## What to produce
Go through the records below and copy out every line holding "shortened".

## Data for analysis
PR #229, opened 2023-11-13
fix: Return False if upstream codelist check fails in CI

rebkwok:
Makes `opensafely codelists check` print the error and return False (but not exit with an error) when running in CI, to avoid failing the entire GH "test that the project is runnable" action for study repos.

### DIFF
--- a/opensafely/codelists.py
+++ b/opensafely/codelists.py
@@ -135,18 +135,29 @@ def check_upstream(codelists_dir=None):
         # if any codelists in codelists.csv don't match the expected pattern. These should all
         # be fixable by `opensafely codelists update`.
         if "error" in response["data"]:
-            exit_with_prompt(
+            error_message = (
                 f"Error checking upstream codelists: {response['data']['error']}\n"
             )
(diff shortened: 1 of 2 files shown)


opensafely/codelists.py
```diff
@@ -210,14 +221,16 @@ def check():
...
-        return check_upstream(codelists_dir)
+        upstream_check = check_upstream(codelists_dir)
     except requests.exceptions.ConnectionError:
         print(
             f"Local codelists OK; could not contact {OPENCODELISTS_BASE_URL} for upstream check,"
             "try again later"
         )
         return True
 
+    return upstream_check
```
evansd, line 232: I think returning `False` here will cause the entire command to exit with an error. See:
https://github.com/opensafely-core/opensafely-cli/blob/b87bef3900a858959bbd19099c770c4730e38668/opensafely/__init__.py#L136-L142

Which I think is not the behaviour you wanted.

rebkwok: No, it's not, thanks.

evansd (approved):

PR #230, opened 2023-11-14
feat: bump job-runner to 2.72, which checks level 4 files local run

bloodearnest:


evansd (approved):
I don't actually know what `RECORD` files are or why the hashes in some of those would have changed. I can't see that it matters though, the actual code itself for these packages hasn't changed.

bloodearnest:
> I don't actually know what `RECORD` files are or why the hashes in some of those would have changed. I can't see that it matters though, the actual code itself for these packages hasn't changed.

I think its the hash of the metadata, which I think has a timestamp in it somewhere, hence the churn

--

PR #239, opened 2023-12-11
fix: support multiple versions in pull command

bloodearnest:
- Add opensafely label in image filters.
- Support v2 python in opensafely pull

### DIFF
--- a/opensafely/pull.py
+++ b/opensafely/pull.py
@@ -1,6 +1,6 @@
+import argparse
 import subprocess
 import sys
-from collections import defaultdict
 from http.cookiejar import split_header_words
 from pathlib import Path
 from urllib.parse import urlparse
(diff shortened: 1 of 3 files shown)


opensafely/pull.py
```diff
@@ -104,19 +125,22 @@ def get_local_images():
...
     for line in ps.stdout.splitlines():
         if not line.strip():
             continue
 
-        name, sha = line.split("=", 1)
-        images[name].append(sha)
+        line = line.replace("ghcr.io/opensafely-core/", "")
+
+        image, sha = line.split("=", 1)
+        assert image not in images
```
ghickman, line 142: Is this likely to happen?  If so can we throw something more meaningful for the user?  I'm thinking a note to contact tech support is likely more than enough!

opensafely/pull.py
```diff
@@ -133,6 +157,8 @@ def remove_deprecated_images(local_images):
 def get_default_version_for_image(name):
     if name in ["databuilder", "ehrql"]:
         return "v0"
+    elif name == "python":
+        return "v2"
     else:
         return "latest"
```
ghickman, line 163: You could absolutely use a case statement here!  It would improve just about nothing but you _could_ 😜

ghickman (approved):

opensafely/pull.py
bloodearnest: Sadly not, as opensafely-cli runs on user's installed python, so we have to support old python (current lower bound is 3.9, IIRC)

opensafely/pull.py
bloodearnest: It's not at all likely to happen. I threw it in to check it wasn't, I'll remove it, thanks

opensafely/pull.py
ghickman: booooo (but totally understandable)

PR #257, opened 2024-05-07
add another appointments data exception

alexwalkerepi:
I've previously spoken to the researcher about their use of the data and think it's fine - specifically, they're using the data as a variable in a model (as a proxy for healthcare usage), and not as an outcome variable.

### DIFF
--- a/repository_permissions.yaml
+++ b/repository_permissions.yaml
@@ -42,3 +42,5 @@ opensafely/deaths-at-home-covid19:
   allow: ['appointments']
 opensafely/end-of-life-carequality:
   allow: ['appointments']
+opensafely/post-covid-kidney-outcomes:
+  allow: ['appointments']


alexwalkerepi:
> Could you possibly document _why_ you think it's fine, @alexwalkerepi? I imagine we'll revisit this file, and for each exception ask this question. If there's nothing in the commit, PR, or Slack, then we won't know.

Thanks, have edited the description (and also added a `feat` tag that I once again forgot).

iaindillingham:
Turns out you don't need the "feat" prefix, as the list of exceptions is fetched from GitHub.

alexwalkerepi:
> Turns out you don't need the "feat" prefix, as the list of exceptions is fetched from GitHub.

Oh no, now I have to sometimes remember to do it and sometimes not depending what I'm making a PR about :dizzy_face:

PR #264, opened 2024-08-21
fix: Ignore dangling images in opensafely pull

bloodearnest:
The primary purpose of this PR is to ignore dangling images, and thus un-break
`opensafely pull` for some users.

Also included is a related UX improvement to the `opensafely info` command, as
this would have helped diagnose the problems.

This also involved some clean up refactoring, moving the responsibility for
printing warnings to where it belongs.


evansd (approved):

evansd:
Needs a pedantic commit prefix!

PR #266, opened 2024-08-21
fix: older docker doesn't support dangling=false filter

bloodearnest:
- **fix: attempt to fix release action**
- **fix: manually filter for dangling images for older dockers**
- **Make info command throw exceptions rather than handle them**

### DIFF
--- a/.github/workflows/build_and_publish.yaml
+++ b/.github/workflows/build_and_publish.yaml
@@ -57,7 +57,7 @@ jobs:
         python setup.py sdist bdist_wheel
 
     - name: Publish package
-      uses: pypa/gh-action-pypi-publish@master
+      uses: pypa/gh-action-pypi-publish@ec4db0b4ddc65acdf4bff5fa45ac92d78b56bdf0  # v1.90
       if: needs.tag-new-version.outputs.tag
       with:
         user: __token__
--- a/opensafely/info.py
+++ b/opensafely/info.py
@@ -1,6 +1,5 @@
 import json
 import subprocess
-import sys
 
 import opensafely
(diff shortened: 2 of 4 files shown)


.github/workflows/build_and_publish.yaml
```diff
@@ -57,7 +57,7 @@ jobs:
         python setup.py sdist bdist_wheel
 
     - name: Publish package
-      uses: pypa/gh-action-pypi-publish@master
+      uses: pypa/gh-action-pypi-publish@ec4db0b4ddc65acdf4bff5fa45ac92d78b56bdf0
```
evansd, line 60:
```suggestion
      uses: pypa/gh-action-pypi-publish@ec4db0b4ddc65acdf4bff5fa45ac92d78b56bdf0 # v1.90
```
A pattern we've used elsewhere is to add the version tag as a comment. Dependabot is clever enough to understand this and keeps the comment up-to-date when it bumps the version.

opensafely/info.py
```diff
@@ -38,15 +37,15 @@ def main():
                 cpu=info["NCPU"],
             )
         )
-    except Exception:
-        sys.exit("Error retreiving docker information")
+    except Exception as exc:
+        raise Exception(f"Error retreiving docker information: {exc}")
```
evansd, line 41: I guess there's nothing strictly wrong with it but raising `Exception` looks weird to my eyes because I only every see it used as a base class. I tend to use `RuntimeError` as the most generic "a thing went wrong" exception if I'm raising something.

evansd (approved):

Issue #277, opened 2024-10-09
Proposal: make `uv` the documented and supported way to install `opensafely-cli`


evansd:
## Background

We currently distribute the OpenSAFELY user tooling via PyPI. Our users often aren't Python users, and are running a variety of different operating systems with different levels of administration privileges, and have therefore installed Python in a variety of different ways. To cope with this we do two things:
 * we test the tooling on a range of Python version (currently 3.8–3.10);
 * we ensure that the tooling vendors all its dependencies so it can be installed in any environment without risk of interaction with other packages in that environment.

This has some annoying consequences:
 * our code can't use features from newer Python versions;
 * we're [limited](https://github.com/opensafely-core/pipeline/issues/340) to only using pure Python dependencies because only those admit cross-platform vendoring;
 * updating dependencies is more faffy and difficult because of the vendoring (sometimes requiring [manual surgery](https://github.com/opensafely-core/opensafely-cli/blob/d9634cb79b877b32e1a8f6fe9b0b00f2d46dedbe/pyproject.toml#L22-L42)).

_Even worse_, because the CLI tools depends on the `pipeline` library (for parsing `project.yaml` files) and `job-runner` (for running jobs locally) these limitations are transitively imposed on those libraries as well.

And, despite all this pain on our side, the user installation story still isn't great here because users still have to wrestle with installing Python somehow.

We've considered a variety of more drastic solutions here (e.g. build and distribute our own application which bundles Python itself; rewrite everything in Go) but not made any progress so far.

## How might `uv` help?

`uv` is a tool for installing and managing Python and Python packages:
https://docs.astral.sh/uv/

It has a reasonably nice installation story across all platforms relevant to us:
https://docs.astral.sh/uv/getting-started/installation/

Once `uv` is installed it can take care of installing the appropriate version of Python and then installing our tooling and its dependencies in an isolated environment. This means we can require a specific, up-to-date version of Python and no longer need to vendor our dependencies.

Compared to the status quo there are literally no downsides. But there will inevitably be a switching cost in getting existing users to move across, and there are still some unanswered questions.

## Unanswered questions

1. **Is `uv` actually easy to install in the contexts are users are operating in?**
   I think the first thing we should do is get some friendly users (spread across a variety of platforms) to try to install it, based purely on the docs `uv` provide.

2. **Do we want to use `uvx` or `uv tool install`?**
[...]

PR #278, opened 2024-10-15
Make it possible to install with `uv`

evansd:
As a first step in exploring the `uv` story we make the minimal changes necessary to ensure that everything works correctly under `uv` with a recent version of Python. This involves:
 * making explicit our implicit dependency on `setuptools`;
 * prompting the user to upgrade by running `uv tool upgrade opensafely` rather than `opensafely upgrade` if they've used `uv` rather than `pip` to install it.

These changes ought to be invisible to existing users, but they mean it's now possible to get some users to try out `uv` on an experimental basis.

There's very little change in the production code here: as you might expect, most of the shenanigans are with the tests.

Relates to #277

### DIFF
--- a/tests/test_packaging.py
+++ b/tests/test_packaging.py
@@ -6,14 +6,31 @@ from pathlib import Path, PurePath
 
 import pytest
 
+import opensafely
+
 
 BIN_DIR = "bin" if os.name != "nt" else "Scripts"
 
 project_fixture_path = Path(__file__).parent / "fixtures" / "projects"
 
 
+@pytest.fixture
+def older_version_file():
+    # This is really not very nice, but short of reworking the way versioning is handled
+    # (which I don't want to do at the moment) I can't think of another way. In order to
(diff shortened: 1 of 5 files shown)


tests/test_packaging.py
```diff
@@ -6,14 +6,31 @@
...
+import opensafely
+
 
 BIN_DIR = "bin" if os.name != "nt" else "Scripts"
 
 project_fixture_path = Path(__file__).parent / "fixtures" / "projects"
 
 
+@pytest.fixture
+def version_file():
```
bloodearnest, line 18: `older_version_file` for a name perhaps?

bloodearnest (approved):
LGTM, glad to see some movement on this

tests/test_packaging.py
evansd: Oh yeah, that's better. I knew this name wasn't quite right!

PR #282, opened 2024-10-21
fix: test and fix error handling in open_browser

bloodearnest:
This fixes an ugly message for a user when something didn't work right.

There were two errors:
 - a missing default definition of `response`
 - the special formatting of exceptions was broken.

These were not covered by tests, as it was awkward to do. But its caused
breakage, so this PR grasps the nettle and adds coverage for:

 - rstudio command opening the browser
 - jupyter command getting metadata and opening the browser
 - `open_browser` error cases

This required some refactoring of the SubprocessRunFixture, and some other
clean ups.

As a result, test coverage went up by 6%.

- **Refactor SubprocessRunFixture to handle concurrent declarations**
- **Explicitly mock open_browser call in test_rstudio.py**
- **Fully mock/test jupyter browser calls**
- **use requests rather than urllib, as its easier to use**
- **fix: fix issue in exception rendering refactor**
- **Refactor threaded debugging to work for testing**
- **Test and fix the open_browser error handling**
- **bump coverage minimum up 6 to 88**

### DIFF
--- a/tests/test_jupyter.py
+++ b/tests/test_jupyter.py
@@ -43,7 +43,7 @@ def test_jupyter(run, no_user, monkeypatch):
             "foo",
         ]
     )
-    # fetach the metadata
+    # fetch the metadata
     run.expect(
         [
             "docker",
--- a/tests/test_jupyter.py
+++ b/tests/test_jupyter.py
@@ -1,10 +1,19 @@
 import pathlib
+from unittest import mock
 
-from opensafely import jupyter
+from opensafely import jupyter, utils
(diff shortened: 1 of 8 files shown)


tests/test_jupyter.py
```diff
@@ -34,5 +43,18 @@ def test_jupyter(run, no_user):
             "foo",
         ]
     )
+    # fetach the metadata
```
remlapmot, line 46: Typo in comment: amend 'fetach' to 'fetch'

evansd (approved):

## Response to this task
(diff shortened: 1 of 2 files shown)
(diff shortened: 1 of 3 files shown)
(diff shortened: 2 of 4 files shown)
(diff shortened: 1 of 5 files shown)
(diff shortened: 1 of 8 files shown)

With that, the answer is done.